Recent advances in the use and application of nuclear magnetic resonance (NMR) logs have improved the evaluation of reservoir quality and producibility. These tools can provide valuable information concerning porosity, fluid content and clay-bound water volume. In many situations, when properly calibrated with core data, NMR data can be used to estimate permeability.
When information is unavailable in open hole, through-casing pulsed neutron logging, carbon-oxygen logging and testing may be considered under the appropriate circumstances. This may increase the reasonable certainty of hydrocarbon content. As noted above, cores should also have been previously taken in these intervals of interest as cores cannot be obtained through casing.

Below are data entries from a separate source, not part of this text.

Issue #1726, opened 2026-08-12
ESR–next downloads are offered for NLA linux32 builds


janbrasna:
## Description

Since #466 the i686 builds are no longer provided. That means the ESR download page for linux32 can only provide 140esr at this point, not 153esr, as i686 builds stopped at around 145 cycle.

### Steps to reproduce

https://www.firefox.com/download/all/desktop-esr/linux/en-US/ — click "Download 153.0"

### Expected result

No "Download 153" button since that arch's no longer built.

### Actual result

404

### Environment

prod

This is also the reason for failing download tests, which are collected from the actually rendered buttons, i.e. the same 404s as end users see above: [/actions/runs/29841568361/job/88671526561](https://github.com/mozmeao/springfield/actions/runs/29841568361/job/88671526561) ❌

PR #1732, opened 2026-08-14
Fix download/all linux32 esr-next 404s

janbrasna:
## One-line summary

Skips ESR–next condition if linux i686, which no longer ships.

There are generally version constraints for product details, however this ESR branch overlap seems to be bolted on top. There might be more systemic solution somewhere, however once 140esr is over in a few months this while arch code can be removed from all places, so it doesn't have to be pretty or smart for now.

## Issue / Bugzilla link

#1726

## Testing

http://localhost:8000/en-US/download/all/desktop-esr/linux/af/ (only single ESR, no 404)
http://localhost:8000/en-US/download/all/desktop-esr/linux64-aarch64/af/ (control, 2 ESRs)
http://localhost:8000/en-US/download/all/desktop-esr/win/af/ (control, 3 ESRs)

### DIFF
--- a/springfield/firefox/templates/firefox/all/download-flare.html
+++ b/springfield/firefox/templates/firefox/all/download-flare.html
@@ -39,7 +39,7 @@
       {# ESR #}
       {% set is_esr_next_version = desktop_esr_next_version %}
       {# If there are multiple ESR's available, show next as well. #}
-      {% if is_esr_next_version %}
+      {% if is_esr_next_version and download_esr_next_url %}
         <p class="c-step-download">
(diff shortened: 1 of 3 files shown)


stevejalim (approved):

janbrasna:
@stevejalim Would you want me to submit this to bedrock first, so it's deployed to prod there ahead of this, as the lower traffic download source? Or you have a convenient time frame in mind for this?

stevejalim:
@janbrasna shipped. Feel free to PR for Bedrock too. Thanks, dude!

It is important to gather data necessary to support geological and seismic interpretation efforts early in the formation evaluation program. These data would include conventional bulk density and acoustic measurements, formation dip measurements, vertical seismic profiles and check-shot surveys. Measurements from modern dipole acoustic logs can provide estimates of shear wave anisotropy. This type of data can be very useful for amplitude variation with offset (AVO) analysis.
Conclusions
The principles of analogy and data diversity should be a part of the data acquisition design strategy. Reasonable certainty increases when it can be demonstrated that data from a variety of independent sources support consistent conclusions concerning the volume of hydrocarbons in place, hydrocarbon productivity and reservoir continuity.